24. This feat was achieved by the International Human Genome Sequencing Consortium which included hundreds of scientists at 20 sequencing centers in China, France, Germany, Great Britain, Japan and the United States.

25. Genomics Genomics is the investigations of an organism’s genome (all of the organism’s genes).

26. Protein engineering Protein engineering is the application of science, mathematics and economics to the process of developing useful or valuable proteins. Protein engineering is accomplished by changing or interchanging individual amino acids in a normal protein. This may be done via chemical synthesis or recombinant DNA technology.

27. Proteomics Proteomics is the investigations of proteins in the organism’s proteome to determine their structure and/or function often by comparison with known proteins. This has become increasingly important approaches to identify new drug targets.

28. Chemoinformatics The definition according to Dr. Brown (in 1998) is The use of information technology and management has become a critical part of the drug discovery process.

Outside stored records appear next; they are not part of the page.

PR #1334, opened 2023-09-06
fix(Box): improve border CSS rendering

gu-stav:
### What does it do?

Improves rendering of borders. The previous behavior seems very inconsistent to me and is hart to maintain, as several CSS properties interfere with each other.

This is more of a discussion starter, because I am not sure if we want to implement this in v1 since there is a chance this breaks a few components.

### Why is it needed?

I think we can assume we can render a `1px solid` border, if:

- `border-width` AND `border-color` is set (border-style: solid)
- `border-color` is set (border-width: 1px, border-style: solid)
- `border-color` AND `border-style` is set (border-width: 1px)

Simplified: we can assume a border of `1px solid` as soon as at least `border-color` is set. `borderStyle` and `borderWidth` would overwrite the style / width.


packages/strapi-design-system/src/BaseButton/BaseButton.tsx
```diff
@@ -36,8 +36,6 @@ export const BaseButton = React.forwardRef<HTMLButtonElement, BaseButtonProps>(
         disabled={disabled}
         padding={2}
         hasRadius
-        background={background}
-        borderColor="neutral200"
```
gu-stav, line 40: Every component that inherits from `BaseButton` does set these properties explicitly.

PR #1335, opened 2023-09-07
feat: export theme types

joshuaellis:
### What does it do?

* exports out theme as `StrapiTheme` for use with `styled-components`

### Why is it needed?

* So the `helper-plugin` can know what theme values exist

### Notes

* even though i'm adding something, this is not a changeset because types are not published.


markkaylor (approved):
Nice looks good! Thanks

PR #1344, opened 2023-09-12
fix: The content-manager header has a z-index of 10 while the modal has a z-index of 4 

gitstart:
### What does it do?
-  Fixes [issue](https://github.com/strapi/strapi/issues/17871) where the Modal and Dialog appear behind the content-manager because they have a lower z-index value. 

### Why is it needed?
- Improve UI/UX when the Modal and Dialog is correctly positioned when opened.

### How to test it?
1. Run the app `yarn develop`
2. Find  `combined-w-scroll` in `Components` and click on `Add an entry` button.
3. See that the modal is in front of header.

### **Demo**

https://www.loom.com/share/06f94943db7046fb955bbf8530fa6f65

### **Before**
image

### **After**
image

---
This code was written and reviewed by GitStart Community. Growing great engineers, one PR at a time.

### DIFF
--- a/packages/strapi-design-system/src/Dialog/Dialog.tsx
+++ b/packages/strapi-design-system/src/Dialog/Dialog.tsx
@@ -47,7 +47,7 @@ export const Dialog = ({ onClose, title, as = 'h2', isOpen, id, ...props }: Dial
 
   return (
     <Portal>
-      <DialogWrapper padding={8} position="fixed" zIndex={4}>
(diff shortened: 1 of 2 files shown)


marco-villanueva:
If only the z-index of the modal is increased, no options, comboboxes, popovers and I don't know if there are any other components. 

In my case what I did was to put the header of the content-manger in 5, the modal in 5 and the others that are hardcoded as the dialog in 5.

joshuaellis:
not needed in design-system@2

PR #1351, opened 2023-09-14
fix: export LinkButton type

Feranchz:
### What does it do?

Export the v2 LinkButton to start using it in other packages.


gu-stav (approved):

gu-stav (changes requested):
Sorry :) Code looks good, but please add a changeset 🙏🏼

gu-stav (approved):

joshuaellis (approved):

PR #1360, opened 2023-09-24
fix: fixs dateValue?.toDate not found error

Sheikh-JamirAlam:
### What does it do?

Srapi Admin dashboard page crashes as when we go to the Advanced Settings option of a Date Field when type is datetime. Here's a screen recording of the issue:-

https://github.com/strapi/design-system/assets/48979376/b806307e-163a-4bb9-85cc-d7cd29107a13

The error says `dateValue?.toDate is not a function` . So this occurs due to [`selectedDate={dateValue?.toDate('UTC')}`](https://github.com/strapi/design-system/blob/6233e279f773ccedd38dd179d2d3d21951bc1538/packages/strapi-design-system/src/DateTimePicker/DateTimePicker.tsx#L195). At initial state dateValue is an empty string "" and therefore when we try to perform toDate() function on it, it fails. Therefore, I made the changes to make sure if dateValue is empty string by default it selectedDate will be undefined.

### Why is it needed?

Fixes [#18123](https://github.com/strapi/strapi/issues/18123). Initially `selectedDate` should be undefined, else it will break.

### DIFF
--- a/packages/strapi-design-system/src/DateTimePicker/DateTimePicker.tsx
+++ b/packages/strapi-design-system/src/DateTimePicker/DateTimePicker.tsx
@@ -192,7 +192,7 @@ export const DateTimePicker = React.forwardRef<DatePickerElement, DateTimePicker
             </VisuallyHidden>
             <DatePicker
               {...props}
-              selectedDate={dateValue?.toDate('UTC')}
+              selectedDate={dateValue ? dateValue.toDate('UTC') : undefined}
               onChange={handleDateChange}
               error={typeof error === 'string'}
               required={required}


joshuaellis:
Can you actually fill in the template explaining what you’ve done and why with detailed explanation. Low effort PRs will be closed, the context is important for us to understand historically our changes.

Sheikh-JamirAlam:
> Can you actually fill in the template explaining what you’ve done and why with detailed explanation. Low effort PRs will be closed, the context is important for us to understand historically our changes.

@joshuaellis Editted my previous PR, sorry about the inconvenience.

joshuaellis:
> At initial state dateValue is an empty string "" and therefore when we try to perform toDate() function on it, it fails. Therefore, I made the changes to make sure if dateValue is empty string by default it selectedDate will be undefined.

I find this weird, we shouldn't be passing strings as dates imo 🤔 I think i'll have to investigate this in the CMS before proceeding with this PR...

joshuaellis:
This should be fixed in the CMS not here, you're just masking the bug.

PR #1371, opened 2023-09-28
feat(design-system): add onCloseAutoFocus

markkaylor:
### What does it do?

Adds the onCloseAutoFocus to single select

### Why is it needed?

We need to be able to prevent the default behavior for the Rich Text Editor in the CMS

### How to test it?

You can test it in the CMS with this PR https://github.com/strapi/strapi/pull/18193

### DIFF
--- a/packages/strapi-design-system/src/Select/SingleSelect.tsx
+++ b/packages/strapi-design-system/src/Select/SingleSelect.tsx
@@ -11,6 +11,7 @@ import { useIntersection } from '../hooks/useIntersection';
 import { Typography } from '../Typography';
 
 type SingleSelectPropsWithoutLabel = Omit<SelectParts.SingleSelectProps, 'value'> &
+  Pick<SelectParts.ContentProps, 'onCloseAutoFocus'> &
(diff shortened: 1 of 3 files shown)


packages/strapi-design-system/src/Select/SingleSelect.tsx
```diff
@@ -81,6 +80,7 @@ export interface SingleSelectInputProps extends Omit<SingleSelectPropsWithoutLab
   'aria-label'?: string;
   id?: string;
   label?: string;
+  onCloseAutoFocus?(event: Event): void;
```
markkaylor, line 83: ℹ️ I'm not sure I've added this in the right spot and I don't know if we also want to add this for multi-select or not 🤔

joshuaellis: I would extend the type again doing `Pick<SelectParts.ContentProps, 'onCloseAutofocus'>` instead imo.

And for consistency so they're in alignment I would make the same change on the MultiSelect, the closer their APIs the easier it is to understand how to use them imo

joshuaellis (commented):
You just need to add a changeset for your feature addition, see the CONTRIBUTING guidelines for more info :)

joshuaellis (approved):
TFO2mwVPIFoOJcuTSC

PR #1381, opened 2023-10-03
fix: Combobox rendered text when value prop changes

mazzucchelli:
### What does it do?

Updates the Combobox rendered value if the corresponding prop changes "externally" (without clicking an option)

### Why is it needed?

Because if the prop changes, the "internal" value is actually updated but the rendered text not

### How to test it?

I tested this manually, let me know if I should update UT

```
// docs/stories/Combobox.stories.tsx

export const Depending = {
  render: () => {
    const [value, setValue] = useState('');

    const options = ['apple', 'avocado', 'banana', 'kiwi', 'mango', 'orange', 'strawberry'];

    const handleChange = (index) => {
      setValue(options[index]);
    };

    return (
      <Flex direction="column" alignItems="stretch" gap={11}>
        {options.map((option, index) => (
          <Button key={index} onClick={() => handleChange(index)}>
            {index}
          </Button>
        ))}
        <span style={{ color: 'white' }}>{value}</span>
        <Combobox
          placeholder="My favourite fruit is..."
          label="Fruits"
          value={value}
          onChange={setValue}
          onClear={() => setValue('')}
        >
          {options.map((option) => (
            <ComboboxOption key={option} value={option}>
              {option}
            </ComboboxOption>
          ))}
        </Combobox>
      </Flex>
    );
  },

  name: 'depending',
} satisfies Story;

```

### Related issue(s)/PR(s)

### DIFF
--- a/.changeset/long-buses-yawn.md
+++ b/.changeset/long-buses-yawn.md
@@ -1,0 +1,5 @@
+---
+'@strapi/design-system': patch
+---
+
+Fixed a visual bug for Combobox component when value is updated externally
--- a/packages/strapi-design-system/src/Combobox/Combobox.tsx
+++ b/packages/strapi-design-system/src/Combobox/Combobox.tsx
@@ -191,6 +191,15 @@ export const ComboboxInput = React.forwardRef<ComboboxInputElement, ComboboxInpu
       skipWhen: !internalIsOpen,
     });
 
+    React.useEffect(() => {
+      /**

Chemoinformatics is the mixing of those information resources to transform data into information and information into knowledge for the intended purpose of making better decisions faster in the area of drug lead identification and organization.

29. In fact, Chemoinformatics is a generic term that encompasses the design, creation, organization, management, retrieval, analysis, dissemination, visualization and use of chemical information.

30. Bioinformatics Bioinformatics derives knowledge from computer analysis of biological data. These can consist of the information stored in the genetic code, but also experimental results from various sources, patient statistics, and scientific literature. Research in bioinformatics includes method development for storage, retrieval, and analysis of the data.

31. Bioinformatics is a rapidly developing branch of biology and is highly interdisciplinary, using techniques and concepts from informatics, statistics, mathematics, chemistry, biochemistry, physics, and linguistics. It has many practical applications in different areas of biology and medicine.